If you don't have this currently, it will need to be implemented.
Rails Console
Posts and comments need to be accessed via their namespace. For example:
Blogament::Post.find(1)
Views
First, as with the current_user
method, it's assumed that your user model
with have an email property. If not, you will need to add one.

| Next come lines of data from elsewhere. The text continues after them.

PR #4156, opened 2022-03-29
refactor: small query tests clean up

crepererum:
See commits. Will help with system table tests for NG.


query_tests/src/scenarios/util.rs
```diff
@@ -30,13 +30,15 @@ pub struct ChunkDataOld<'a> {
...
+#[derive(Debug, Clone, Default)]
 pub struct ChunkDataNew<'a, 'b> {
     /// Line protocol data of this chunk
     pub lp_lines: Vec<&'a str>,
 
-    /// which stage this chunk will be created
-    pub chunk_stage: ChunkStageNew,
+    /// which stage this chunk will be created.
+    ///
+    /// If not set, this will be randomized.
```
alamb, line 40: I am not convinced that randomized stages is a good idea -- I would rather explicitly list out the stages to test

query_tests/src/scenarios/util.rs
```diff
@@ -1049,20 +1041,37 @@ async fn make_two_chunk_scenarios_new(
...
+            }
 
-        for (chunk_stage, chunk_data) in stages.into_iter().zip(chunks) {
-            let chunk_data = chunk_data.clone().with_chunk_stage(chunk_stage);
             let name = make_ng_chunk(Arc::clone(&ns), chunk_data).await;
 
             write!(&mut scenario_name, "{}", name).unwrap();
         }
 
+        assert!(stages_it.next().is_none(), "generaged too many stages");
```
alamb, line 1073: "generaged" --> "generated"

alamb (approved):

query_tests/src/scenarios/util.rs
crepererum: "All" is actually the better wording and is technically what will happen.

crepererum: Adjusted the wording and extended the explanation to make that clear.

alamb: Thank you

PR #4157, opened 2022-03-29
feat: query log system table for querier

### LINKED ISSUE #4084: Querier: bring back query log
Query log was removed in #4063 but should be brought back.

crepererum:
The code is mostly taken from the OG `db` crate. The PR is that big because it needs some infrastructure for the system tables in general.

Differences to the `db` version are:

- we only have one system table (for now)
- the query log is global, NOT per namespace. ALL our data structures are global so we can scale easier for large number of namespaces (free tier) and configure size constraints in a nicer way, e.g. the standard is to have 10k queries stored globally which doesn't get multiplied by the number of namespaces
- the query log entries also have a namespace ID

Note that the system tables for a specific namespace only show the queries for that particular namespace (i.e. we don't leak information of other users). The plan is to add a system db/namespace that has an admin view on the global data structures and that can read the query log for ALL namespaces.

Closes #4084.


querier/src/database.rs
```diff
@@ -11,6 +14,11 @@ use service_common::QueryDatabaseProvider;
 use std::{collections::HashMap, sync::Arc};
 use time::TimeProvider;
 
+/// The number of entries to store in the circular query buffer log.
+///
+/// That buffer is shared between all namespaces.
```
alamb, line 19:
```suggestion
/// That buffer is shared between all namespaces, and filtered on query
```

querier/src/system_tables/mod.rs
```diff
@@ -0,0 +1,212 @@
...
+
+mod queries;
+
+pub const SYSTEM_SCHEMA: &str = "system";
+
+const QUERIES_TABLE: &str = "queries";
+
+const ALL_SYSTEM_TABLES: &[&str] = &[QUERIES_TABLE];
+
+pub struct SystemSchemaProvider {
```
alamb, line 32: As much as the copy/paste/modify pains me intellectually, I think this approach makes sense 👍

querier/src/system_tables/mod.rs
```diff
@@ -0,0 +1,212 @@
...
+
+        Ok(Arc::new(SystemTableExecutionPlan {
+            table: Arc::clone(&self.table),
+            projection: projection.clone(),
+            projected_schema,
+        }))
+    }
+}
+
+struct SystemTableExecutionPlan<T> {
```
alamb, line 122: I think this looks a lot like `MemoryExec` from datafusion: 

https://github.com/apache/arrow-datafusion/blob/41b4e491663029f653e491b110d0b5e74d08a0b6/datafusion/core/src/physical_plan/memory.rs#L40-L57

querier/src/system_tables/queries.rs
```diff
@@ -0,0 +1,264 @@
...
+use data_types2::NamespaceId;
+use observability_deps::tracing::error;
+use std::{collections::VecDeque, sync::Arc};
+
+/// Implementation of system.queries table
+#[derive(Debug)]
+pub(super) struct QueriesTable {
+    schema: SchemaRef,
+    query_log: Arc<QueryLog>,
+    namespace_id_filter: Option<NamespaceId>,
```
alamb, line 22: I would think we should *always* have a namespace id filter, right?

I am concerned because if it is optional then we may forget to specify it, resulting in a potential data leak

querier/src/system_tables/queries.rs
```diff
@@ -0,0 +1,264 @@
...
+                offset,
+                len,
+                namespace_id_filter.is_none(),
+            ) {
+                Ok(batch) => {
+                    offset += len;
+                    Some(Ok(batch))
+                }
+                Err(e) => {
+                    error!("Error system.chunks table: {:?}", e);
```
alamb, line 71:
```suggestion
                    error!("Error system.queries table: {:?}", e);
```

alamb (approved):
Nice work 👍 


I think the code duplication is ok, but I can't wait to decomission OG and remove it. It is going to be complicated when looking in the code to find multiple things called `QueryLog` I think

I think it would be better to avoid an optional namespace_id filter (and always require one) in order to minimize the potential for cross namespace data leakage, but I don't consider that a deal breaker for this PR

crepererum:
> I think it would be better to avoid an optional namespace_id filter (and always require one) in order to minimize the potential for cross namespace data leakage, but I don't consider that a deal breaker for this PR

My plan is to use the same system table for the system "namespace" (i.e. the admin view that can see everything).

querier/src/system_tables/queries.rs
crepererum: See comment below.

querier/src/system_tables/mod.rs
crepererum: I think the difference is that the system table plan delays the actual record batch creation until `ExecutionPlan::execute` is called, while the `MemoryExec` would require us to create the batches when `TableProvider::scan` is called. TBH I'm not sure if this really makes a difference.

querier/src/system_tables/queries.rs
alamb: I think your plan makes sense

PR #4163, opened 2022-03-29
fix: make sure the QueryableParquetChunks are always sorted correctly

### LINKED ISSUE #4159: Make QueryableParquetChunk's order work correctly even if they have the same sequence number
# Rationale
Since we now split compacted data into 2 files who will have the same sequence number, we need to consider `min_sequence_number` while making order for the `QueryableParquetChunk` to have them ordered correctly

NGA-TRAN:
Closes #4159


compactor/src/query.rs
```diff
@@ -110,15 +110,22 @@ impl QueryChunkMeta for QueryableParquetChunk {
...
+    // Note: parquet_file's id is an uuid which is also the datatype of the ChunkId. However,
+    // it is not safe to use it for sorting chunk
     fn id(&self) -> ChunkId {
-        // always return id 0 for debugging mode and with reason above
-        ChunkId::new_test(0)
+        let timestamp_nano = self.iox_metadata.time_of_first_write.timestamp_nanos();
+        let timestamp_nano_u128 =
+            u128::try_from(timestamp_nano).expect("Cannot convert timestamp nano to u128 ");
+
+        ChunkId::new_test(timestamp_nano_u128)
```
NGA-TRAN, line 128: I am not super happy to return `min_time` here but this function has not been used so far and this is the safest way for sorting the chunks for compacting right now.

compactor/src/query.rs
```diff
@@ -110,15 +110,22 @@ impl QueryChunkMeta for QueryableParquetChunk {
 }
 
 impl QueryChunk for QueryableParquetChunk {
-    // Todo: This function should not be used in this NG chunk context
-    // For now, since we also use scan for both OG and NG, the chunk id
-    // is used as second key in build_deduplicate_plan_for_overlapped_chunks
-    // to sort the chunk to deduplicate them correctly.
-    // Since we make the first key, order, always different, it is fine
-    // to have the second key the sames and always 0
+    // In NG, this function is needed to distiguish the ParquetChunks further if they happen to have the same order.
```
alamb, line 113:
```suggestion
    // In NG, this function is needed to distinguish the ParquetChunks further if they happen to have the same creation order.
```

compactor/src/query.rs
```diff
@@ -110,15 +110,22 @@ impl QueryChunkMeta for QueryableParquetChunk {
...
+    // Ref: chunks.sort_unstable_by_key(|c| (c.order(), c.id())); in provider.rs
+    // Note: The order of this QueryableParquetChunk is the parquet file's min_sequence_number which
+    // will be the same for parquet files of splitted compacted data.
+    //
+    // Thia function returns the parquet file's min_time which will be always different for the parquet files of
```
alamb, line 118:
```suggestion
    // This function returns the parquet file's min_time which will be always different for the parquet files of
```

compactor/src/query.rs
alamb: I think we should rename `ChunkId::new_test`to `ChunkId::new` or something as this is now used outside of test code.

compactor/src/query.rs
```diff
@@ -110,15 +110,22 @@ impl QueryChunkMeta for QueryableParquetChunk {
...
+    // same order/min_sequence_number and is good to order the parquet file
+    //
+    // Note: parquet_file's id is an uuid which is also the datatype of the ChunkId. However,
+    // it is not safe to use it for sorting chunk
     fn id(&self) -> ChunkId {
-        // always return id 0 for debugging mode and with reason above
-        ChunkId::new_test(0)
+        let timestamp_nano = self.iox_metadata.time_of_first_write.timestamp_nanos();
```
alamb, line 124: I thought the order of the insert data in the parquet files was actually the order of `min_sequence_number` (rather than the timestamp of the first write)?

NGA-TRAN: Yes, the `order` is min_sequence_number. This is the `id` which is only effective when the order is the same

compactor/src/query.rs
NGA-TRAN: Let me create a new function name in ChunkId and use it

alamb (approved):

Blogs listed on the index and show page will display a 'by line' which identifies the blogs author. It's up to you to tell blogament what you'd like the by line to display. In order to do so, you'll also need to implement the following in your model:
def by_line
#you may want to return the models name, or maybe their email.
end
Blogament's views can be customized as well. For instance, in order to customize the layout for
the posts index page you can create a file at app/views/blogament/posts/index.html.erb
,
and it will be used in place of the default view provided.
Routing
To access a route provided by blogament, you will need to call your route on the Blogament object. For instance;
blogament.posts_path
will take you to posts#index
.
Deployment
S3 Image Upload with Heroku
Blogament is designed to be used in conjunction with Carrierwave, Fog,
and Amazon S3. While Blogament takes care of the ImageUploader class and all
necessary dependencies (no need to add anything besides blogament to your Gemfile),
it's up to you to configure Carrierwave by creating a file at
/config/initializers/carrierwave.rb
.
The configuration has worked beautifully
for me when deploying to Heroku, and using the Figaro
gem to store my environment variables.
CarrierWave.configure do |config|
if Rails.env.test?
config.storage = :file
config.enable_processing = false
elsif Rails.env.development?
config.storage = :file
config.enable_processing = true
else
config.storage = :fog
config.fog_credentials = {
:provider => 'AWS', # required
:aws_access_key_id => ENV['S3_KEY'], # required
:aws_secret_access_key => ENV['S3_SECRET'], # required
}
config.fog_directory = ENV['S3_BUCKET_NAME'] # required
end
end
Elastic Search and Heroku
Note: It is assumed you have Elasticsearch set up in development. Blogament utilizes Elasticsearch for full text database queries, and has been tested with bonsai on Heroku. Setup is as follows:
heroku addons:add bonsai
heroku config:add ELASTICSEARCH_URL=`heroku config:get BONSAI_URL`
Then deploy and reindex:
heroku run rake searchkick:reindex CLASS=Blogament::Post
Sidekiq & Unicorn
To make image upload faster on Heroku, Blogament uses Sidekiq to process S3 image upload in the background. With that said, Blogament works by installing Unicorn in your application as follows:
Gemfile
gem 'unicorn'
/config/unicorn.rb
worker_processes Integer(ENV["WEB_CONCURRENCY"] || 3)
timeout 30
preload_app true
before_fork do |server, worker|
Signal.trap 'TERM' do
puts 'Unicorn master intercepting TERM and sending myself QUIT instead'
Process.kill 'QUIT', Process.pid
end
defined?(ActiveRecord::Base) and
ActiveRecord::Base.connection.disconnect!
end
after_fork do |server, worker|
Signal.trap 'TERM' do
puts 'Unicorn worker intercepting TERM and doing nothing. Wait for master to send QUIT'
end
defined?(ActiveRecord::Base) and
ActiveRecord::Base.establish_connection
end
Finally, you'll create a Procfile
in the root of your application.
web: bundle exec unicorn -p $PORT -c ./config/unicorn.rb
worker: sidekiq -q carrierwave
Note: It's assumed you have Redis installed in development. To tell Sidekiq to listen for Carrierwave, start Sidekiq with:
sidekiq -q carrierwave
On Heroku, install the Redis add on with:
heroku addons:add redistogo
License
Blogament is released under the MIT License.